PR #1958, opened 2021-12-03
Refine doc on show loopback/mgmt interfaces

qiluo-msft:
#### What I did
Add explicit sections for showing management/loopback interfaces

### DIFF
--- a/doc/Command-Reference.md
+++ b/doc/Command-Reference.md
@@ -6,6 +6,7 @@
 * [Introduction](#introduction)
 * [Basic Tasks](#basic-tasks)
   * [SSH Login](#ssh-login)
+  * [Show Management Interface](#show-management-interface)
   * [Configuring Management Interface](#configuring-management-interface)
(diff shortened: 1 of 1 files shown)


doc/Command-Reference.md
```diff
@@ -254,6 +256,10 @@ By default, login takes the user to the default prompt from which all the show c
 
 Go Back To [Beginning of the document](#) or [Beginning of this section](#basic-tasks)
 
+### Show Management Interface
+
+Please check [show ip interfaces](#show-ip-interfaces)
```
shi-su, line 261: Does this mean there is no specific command only to show management and loopback interfaces? When these interfaces need to be shown, just call `show ip interfaces` and find the ones of interest?

qiluo-msft: Yes. Do you have any concern?

shi-su: Nope, just to clarify

shi-su (approved):

PR #1963, opened 2021-12-08
[soft-reboot] Add support for platforms based on Device Tree

dflynn-Nokia:
The soft-reboot command currently expects a platform that uses GRUB.
Information about the current kernel boot arguments is extracted from the
GRUB config file. This commit adds support for platforms that do not use GRUB
but rather uses Device Tree to define the current kernel boot arguments.
Example platform architectures using Device Tree include armhf and arm64.

#### What I did
Add soft-reboot command support for the armhf and arm64 platforms

#### How I did it
Add logic to retrieve kernel boot arguments from the Device Tree rather than from the GRUB config for these platforms

#### How to verify it
Execute the soft-reboot command on an armhf or arm64 platform

#### Previous command output (if the output of a command-line utility has changed)
sudo soft-reboot
Error response from daemon: Container 68b38ffde1c8a95922eed7706a2f92c46e5b6582539cecc4aaa7263803db56e3 is not running
cat: /host/grub/grub.cfg: No such file or directory
requested COLD shutdown
syscall kexec_file_load not available.
Read on /host failed: Is a directory
Cannot read /hostFailed to arm Watchdog for 180 seconds
Nothing has been loaded!

#### New command output (if the output of a command-line utility has changed)
Successful reboot via kexec to Sonic login prompt

PR #1966, opened 2021-12-10
[warm/fast-reboot] Fix kexec portion to support platforms based on De…

dflynn-Nokia:
…vice Tree

The warm-reboot and fast-reboot commands currently expect a platform that uses
GRUB.  Information about the current kernel boot arguments is extracted from
the GRUB config file. This commit adds support for platforms that do not use
GRUB but rather use Device Tree to define the current kernel boot arguments.
Example platform architectures using Device Tree include armhf and arm64.

This commit also includes a minor improvement to a similar change made to the
soft-reboot command in PR# [1963](https://github.com/Azure/sonic-utilities/pull/1963)

#### What I did
Fix kexec portion of warm-reboot and fast-reboot commands for the armhf and arm64 platforms

#### How I did it
Add logic to retrieve kernel boot arguments from the Device Tree rather than from the GRUB config for these platforms

#### How to verify it
Execute the warm-reboot and fast-reboot commands on an armhf or arm64 platform and confirm that kexec reboots the switch  as expected

### DIFF
--- a/scripts/fast-reboot
+++ b/scripts/fast-reboot
@@ -27,6 +27,7 @@ SSD_FW_UPDATE="ssd-fw-upgrade"
 TAG_LATEST=yes
 DETACH=no
 LOG_PATH="/var/log/${REBOOT_TYPE}.txt"
+UIMAGE_HDR_SIZE=64
 
 # Require 100M available on the hard drive for warm reboot temp files,
 # Size is in 1K blocks:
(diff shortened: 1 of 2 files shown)


sujinmkang (approved):

qiluo-msft:

dflynn-Nokia:
I submitted PR# [1980](https://github.com/Azure/sonic-utilities/pull/1980) to deliver the fix the 202012 branch.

□ □ □ □ □ □ □

> **Instructions for the task**
The answer should be the full listing, repeated without any change.

> **Result**
PR #1958, opened 2021-12-03
Refine doc on show loopback/mgmt interfaces

qiluo-msft:
#### What I did
Add explicit sections for showing management/loopback interfaces

### DIFF
--- a/doc/Command-Reference.md
+++ b/doc/Command-Reference.md
@@ -6,6 +6,7 @@
 * [Introduction](#introduction)
 * [Basic Tasks](#basic-tasks)
   * [SSH Login](#ssh-login)
+  * [Show Management Interface](#show-management-interface)
   * [Configuring Management Interface](#configuring-management-interface)
(diff shortened: 1 of 1 files shown)


doc/Command-Reference.md
```diff
@@ -254,6 +256,10 @@ By default, login takes the user to the default prompt from which all the show c
 
 Go Back To [Beginning of the document](#) or [Beginning of this section](#basic-tasks)
 
+### Show Management Interface
+
+Please check [show ip interfaces](#show-ip-interfaces)
```
shi-su, line 261: Does this mean there is no specific command only to show management and loopback interfaces? When these interfaces need to be shown, just call `show ip interfaces` and find the ones of interest?

qiluo-msft: Yes. Do you have any concern?

shi-su: Nope, just to clarify

shi-su (approved):

PR #1963, opened 2021-12-08
[soft-reboot] Add support for platforms based on Device Tree

dflynn-Nokia:
The soft-reboot command currently expects a platform that uses GRUB.
Information about the current kernel boot arguments is extracted from the
GRUB config file. This commit adds support for platforms that do not use GRUB
but rather uses Device Tree to define the current kernel boot arguments.
Example platform architectures using Device Tree include armhf and arm64.

#### What I did
Add soft-reboot command support for the armhf and arm64 platforms

#### How I did it
Add logic to retrieve kernel boot arguments from the Device Tree rather than from the GRUB config for these platforms

#### How to verify it
Execute the soft-reboot command on an armhf or arm64 platform

#### Previous command output (if the output of a command-line utility has changed)
sudo soft-reboot
Error response from daemon: Container 68b38ffde1c8a95922eed7706a2f92c46e5b6582539cecc4aaa7263803db56e3 is not running
cat: /host/grub/grub.cfg: No such file or directory
requested COLD shutdown
syscall kexec_file_load not available.
Read on /host failed: Is a directory
Cannot read /hostFailed to arm Watchdog for 180 seconds
Nothing has been loaded!

#### New command output (if the output of a command-line utility has changed)
Successful reboot via kexec to Sonic login prompt

PR #1966, opened 2021-12-10
[warm/fast-reboot] Fix kexec portion to support platforms based on De…

dflynn-Nokia:
…vice Tree

The warm-reboot and fast-reboot commands currently expect a platform that uses
GRUB.  Information about the current kernel boot arguments is extracted from
the GRUB config file. This commit adds support for platforms that do not use
GRUB but rather use Device Tree to define the current kernel boot arguments.
Example platform architectures using Device Tree include armhf and arm64.

This commit also includes a minor improvement to a similar change made to the
soft-reboot command in PR# [1963](https://github.com/Azure/sonic-utilities/pull/1963)

#### What I did
Fix kexec portion of warm-reboot and fast-reboot commands for the armhf and arm64 platforms

#### How I did it
Add logic to retrieve kernel boot arguments from the Device Tree rather than from the GRUB config for these platforms

#### How to verify it
Execute the warm-reboot and fast-reboot commands on an armhf or arm64 platform and confirm that kexec reboots the switch  as expected

### DIFF
--- a/scripts/fast-reboot
+++ b/scripts/fast-reboot
@@ -27,6 +27,7 @@ SSD_FW_UPDATE="ssd-fw-upgrade"
 TAG_LATEST=yes
 DETACH=no
 LOG_PATH="/var/log/${REBOOT_TYPE}.txt"
+UIMAGE_HDR_SIZE=64
 
 # Require 100M available on the hard drive for warm reboot temp files,
 # Size is in 1K blocks:
(diff shortened: 1 of 2 files shown)


sujinmkang (approved):

qiluo-msft:

dflynn-Nokia:
I submitted PR# [1980](https://github.com/Azure/sonic-utilities/pull/1980) to deliver the fix the 202012 branch.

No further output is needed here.